晚上九点,及川结束了一天的训练,躺在床上无聊地划着手机。近期的牛岛为了迎接即将到来的比赛在封闭集训,按时差推算现在应该刚开始早间的训练没多久。
窗外炎热的黑夜渗进开着空调的凉爽房间,也触动了及川心中累积已久的烦躁。最近因为两个人训练都很紧张,他和牛岛已经很久没有同时在线说过话了。他一天中第十一次戳开自己与对方的聊天框,第二十一次下拉刷新界面,却失望又有些恼怒地发现对方最新发来的一条消息还是停留在十个小时前——起床晨跑的牛岛向他发来注意防暑的提醒。
及川恨恨地将手机砸向床板,自己翻了个身,把脸埋进枕头里。他心里乱乱的,像纠成一团的毛线;有些无形的东西堵在心口,而他又说不清楚是什么。苦恼的排球天才脑袋掉线,身体也跟着一动不动。
就这样过了十分钟,及川像在玩装死游戏一样躺在床板上纹丝不动。十分钟一过,他又像僵尸突然复活一样猛地弹起身子,对着自己的脸猛拍两下,盘腿坐在床上。
等等!他无声地对自己大喊,及川大人怎么能像粘人又不讲理的女孩子一样!小牛若很忙,及川大人也很忙,不能立刻回消息是很正常的事情。给我振作起来啊!

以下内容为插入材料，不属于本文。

PR #2826, opened 2017-06-18
[1582] Nullable decimal casting to ulong or long does not create InvalidOperationException.

### LINKED ISSUE #1582: Decimal - No expected InvalidOperationException for long/ulong
### Expected
`System.InvalidOperationException`

### Steps To Reproduce

```csharp
public class App
{
    public static void Main()
    {
        Assert.Throws<InvalidOperationException>(() =>
        {
            var _ = (long)x2;
        });

        Assert.Throws<InvalidOperationException>(() =>
        {
            var _ = (ulong)x2;
        });
    }
}
```

michaelcheers:
Fixes #1582.

### DIFF
--- a/Bridge/Resources/Decimal.js
+++ b/Bridge/Resources/Decimal.js
@@ -242,6 +242,8 @@
     };
 
     System.Decimal.toInt = function (v, tp) {
+        if (v == null)
+            throw new System.InvalidOperationException("Nullable object must have a value.");
         if (!v) {
             return null;
         }


Bridge/Resources/Decimal.js
```diff
@@ -242,6 +242,8 @@
     };
 
     System.Decimal.toInt = function (v, tp) {
+        if (v == null)
```
geoffreymcgill: Hi @michaelcheers – Can you revise lines 245-249 to the following?

```csharp
if (v == null) {
    throw new System.InvalidOperationException("Nullable object must have a value.");
}

if (!v) {
    return null;
}
```

geoffreymcgill:

PR #2838, opened 2017-06-20
[2830] Array $set seems to be pointlessly cloning the input indexes (which makes it slow)

### LINKED ISSUE #2830: Array $set seems to be pointlessly cloning the input indexes (which makes it slow)
Doing some more performance profiling for TwistNTurn - I see that $set in Array.js is calling slice on its input indicies.  This causes an allocation while just trying to set a value in an array.  My javascript skills are weak, but the slice call does appear pointless at first glance...
I've tried removing it locally to good effect.

michaelcheers:
I'm not sure if this breaks anything but I think it just improves performance. Fixes #2830.


LeonidVeriga:
Nice change.

PR #2867, opened 2017-06-26
[1318] Add ArrayList.

michaelcheers:
Added ArrayList.


geoffreymcgill:
I'm going to close this since we'll only accept pr's in **System** that are using the original .NET native .cs source files.

We're hoping to support **ArrayList** in Bridge 17.0 using the compiled-from-source original **ArrayList.cs** file.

不幸的是,及川的振作模式只持续了两秒。原因在于他想起了很多不好的事。牛岛若利这个人不知道有什么神奇魔力,总是能让及川先生无比尴尬。这是及川在以前和女孩子们在一起时从来没有体会过的感觉——以前的他除了排球练习时间太长之外,总是扮演着完美男友角色;他和女生之间的相处模式更多像是相互试探,都在小心翼翼地保护着对方的感受,可是在万千顾虑中没有任何实质上的进展。和牛岛在一起之前,他很有信心自己会对恋爱经验为0的小牛若掌握全部的主导权。但是牛岛这个人似乎不知道什么叫做看破不说破,只会用直球打得他措手不及(“及川,你的脸看起来很红,没事吧”);他的感觉也太过迟钝,导致及川现在已经习惯肆意妄为地欺负他而不用顾虑太多后果(因为对方只会说出“及川,今天的汤喝起来有点咸”这种傻子一样的话,反而让及川自己后悔不该捉弄他)。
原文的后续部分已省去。